Some animals are more related than they appear on the surface, while others that look alike are not related at all!
Scientific names are not perfect
Scientific names are often constructed from Greek or Latin words that aim to describe the species.
And common names are often derived from translations of the scientific name.
Binomial nomenclature has been used to honour a particular person or, alternatively, insult a scientific rival—something Linnaeus did himself, but that tactic has now been banned.
Sometimes these names are a description of the animal’s physical features.
However, even scientific names can show us the misunderstandings and mistakes made by previous biologists.
For example, Phascolarctos cinereus loosely translates to ‘grey pouched bear’ which gives you a pretty good idea of which iconic Australian animal it refers to.
And while the Koala is not closely related to a bear, it is still commonly confused for one today.
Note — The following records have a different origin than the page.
PR #6589, opened 2025-05-23
Invert feature_flags.hnsw_healing

xzfc:
The PR #6543 (commit https://github.com/qdrant/qdrant/pull/6543/commits/1481fd086ec1e3a128d0f4a61446212fd587e806) introduced a blunder typo: the healing is *enabled* by default, and `QDRANT__FEATURE_FLAGS__HNSW_HEALING=true` *disables* it. The expected behavior is other way around.

This PR fixes it.


timvisee (approved):
Good catch. Thanks!

PR #6609, opened 2025-05-28
Add mutable numeric payload index on top of Gridstore

timvisee:
Depends on <https://github.com/qdrant/qdrant/pull/6614>

As part of our bigger effort to [remove RocksDB](https://github.com/qdrant/qdrant/milestone/16), we need a replacement for our mutable payload indices. All of them currently still rely on RocksDB.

Some names refer to a particular place, but this too can go wrong.
Due to some creative record keeping by a zoologist in 1776, the scientific name for the Laughing Kookaburra is Dacelo novaeguineae.
This loosely means ‘kingfisher from New Guinea,’ despite being the only Kookaburra in its genus not found in New Guinea.
What are scientific names for?
Despite some confusing Latin and Greek translations, scientists have good reason to stick with scientific names.
Common names can vary from region to region, and many also refer to more than one species.
We might say Flying Fox, but it is not clear which of the 60 members of Pteropus we are talking about.
‘Giving species scientific names allows us to universally communicate things about them to other scientists,’ says Joseph Schubert, a taxonomist at the Museums Victoria Research Institute.
‘It also means that they’re recognised not only in science but in legislation.’
For instance, if a species is endangered and governments want to specifically protect it, an unambiguous name is vital to differentiate it from other animals.
So, scientific names are great for clarity—especially when you are dealing with an international community of multiple countries and languages.
So which name is best?
For general purposes, we all know that scientific names can be very unwieldy.
Nobody wants to come to work in the morning and tell everyone about how their Canis familiaris (dog) kept them up all night barking at the Trichosurus vulpecula (Brush-tailed Possum) in the roof.
As a compromise, scientists are trying to move the common names of species away from their confusing misnomers.
For example, flying foxes are more likely to be called fruit bats in modern field guides.
Marine biology educators are slowly replacing the term jelly fish with sea jellies.
And modern mammalogists are known to wince when they hear Tasmanian Tiger instead of the much-preferred thylacine.
But changing language is a long and slow process, these things take time.
Unlike scientific names, there’s no central agency for common names.
Strangely enough though, most scientists seem happy to keep calling glow worms, glow worms.
Maybe they just understand that it really is quite fun to say.
And, let’s be honest, glow gnats is just never going to catch on.